Writing Achievement Stories (Worksheet 2.2)
What is an Achievement Story?
An achievement story is the most effective way for you to demonstrate your skills, experiences, and successes in a way that others can quickly understand and remember. For an achievement story to be yours, it must result from a specific activity in which you had a key role in achieving a clearly identifiable and measurable result. It is not YOUR achievement story if you were only peripherally involved in the activity or if you only make a generalized statement about what you are good at doing.

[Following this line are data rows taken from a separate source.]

PR #4684, opened 2024-05-30
[editorial] Fix var and value table footnote

alan-baker:
* Change the footnote about vertex shader access to be consistent with the Address Space section


mehmetoguzderin (approved):
New wording is much better, thanks a lot!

Why are your Achievement Stories important?
Writing multiple Achievement Stories is a critical step that enables you to accomplish the following:
- Demonstrate what you bring to the table by showcasing your best skills and experiences without focusing on a particular industry.
- Describe your skills and experiences in ways that others can understand how they could translate to other industries and situations.
- Create powerful stories that enable others to remember you when they become aware of opportunities that need your skills and experiences.
- Explore new career directions that you might not have considered.
What are the three components your Achievement Stories must include?
There are three basic components to an Achievement Story – Subject, Story and Achievement. Career professionals may refer to this by using other acronyms, such as:
PAR: Problem – Action – Result
S.T.A.R.: Situation – Task – Action – Result
Basically, all achievement stories contain the following three components:
- Subject – A one-sentence statement that describes the issue or problem that the story will be about.
- Story – A detailed description of everything you did that enabled you to achieve what you did.
- Achievement – A succinct paragraph that summarizes what you were able to achieve or accomplish, i.e., the result?
How to write your Achievement Stories
- Start by creating a Word document and format it using the Column command with two columns or you can use the Table command with two horizontal cells. Whichever format you choose, make the right-hand column about 2” wide. Alternatively, you download and use the Achievement Story Template formatted as a table. (Use the link below to download the template.)
- Subject – Start by writing a simple one-sentence statement that describes the essence, the issue, or the problem that this particular achievement story will be about.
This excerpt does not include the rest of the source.